I'm normally relatively non-confrontational even when speaking English. But in
French, I've found that this is hugely magnified, and I suffer for it. Even
when people are being unacceptably rude to me or people around me, I'm stuck
being polite and agreeable.

In French, when someone calls me on the phone, trying to sell me something,
I'm only now (after 6 years here) getting comfortable interrupting them.

Not long after moving here, I had a clearly intoxicated man invite himself
into my house (even though my wife & I had two visitors staying with us), and
he eventually even _asked to borrow one of my women_ (because apparently my
wife plus the two women visiting were "mine"?!), and I eventually got rid of
him, but I never said anything remotely impolite.

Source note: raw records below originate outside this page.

PR #1723, opened 2021-04-23
feat(event logging): event logging is generic like their underlying clients

tcarrio:
This change introduces generics for event logging `meta` arguments.

A common issue encountered today is with `customData`, where the current type for `meta` expects `Record<string, string>` which won't conform when passing an object.

```ts
Coveo.logCustomEvent(
  elem,
  {
    name: "pageLoad",
    type: "interfaceLoad",
  },
  {
    // eslint-disable-next-line @typescript-eslint/ban-ts-comment
    // @ts-ignore
    customData: {
      domain: emailDomain,
      user_type: userType,
    },
  },
);
```

With the introduction of generics this should be possible without an explicit `ts-ignore`.

An example using the extracted type:

```ts
type ICoveo = {
  logCustomEvent: <TMeta extends Record<string, any> = Record<string, string>>(
    element: HTMLElement,
    customEventCause: Record<string, string>,
    metadata: TMeta,
    result?: unknown
  ) => void
}

(Coveo as unknown as ICoveo).logCustomEvent(
  elem,
  {
    name: "pageLoad",
    type: "interfaceLoad",
  },
  {
    customData: {
      domain: emailDomain,
      user_type: userType,
    },
  },
);
```

### DIFF
--- a/src/ui/Analytics/AnalyticsActionListMeta.ts
+++ b/src/ui/Analytics/AnalyticsActionListMeta.ts
@@ -47,7 +47,7 @@ export interface IAnalyticsResultsSortMeta {
  * See also the [`Analytics`]{@link Analytics} component, and more specifically its
  * [`logClickEvent`]{@link Analytics.logClickEvent} method.
  */
-export interface IAnalyticsDocumentViewMeta {
+export type IAnalyticsDocumentViewMeta = {
   /**
    * The URL of the clicked item.
    */
--- a/src/ui/Base/RegisteredNamedMethods.ts
+++ b/src/ui/Base/RegisteredNamedMethods.ts
@@ -259,15 +259,15 @@ function getCoveoAnalytics(element: HTMLElement) {
  * ( `{}` ).
  * @param result The query result that relates to the custom event, if applicable.
  */
-export function logCustomEvent(
+export function logCustomEvent<TMeta extends IStringMap<any> = IStringMap<string>>(
   element: HTMLElement,
   customEventCause: IAnalyticsActionCause,
-  metadata: IStringMap<string>,
+  metadata: TMeta,
   result?: IQueryResult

I hired a local workman just starting his own construction business to replace
the fence around our garden, and he persuaded me to pay in advance even though
his incompetence was already becoming clear (and the end result was already
falling apart by the time he "finished"). I never said anything
confrontational.

These are embarrassing stories to tell; I'd never let things like this happen
if I were on my own turf, linguistically. In English I can be subtly cutting,
or curt, or strongly rude, or whatever I want with no further thought, when
the situation calls for it.

In French, when someone insults me I'm still wondering if I may have
misunderstood, or am missing social cues, or if I've accidentally offended
_them_ and their behavior is justified. In a confrontation, I immediately feel
like I'm in over my head, and taking control of the situation is almost
impossible.

It's slowly improving -- my French is already quite good, and I'm relearning
how to manage in difficult situations.

But it's been a serious downside I hadn't expected before moving here, and if
this is a general effect I imagine it would offset the advantages studied here
pretty significantly.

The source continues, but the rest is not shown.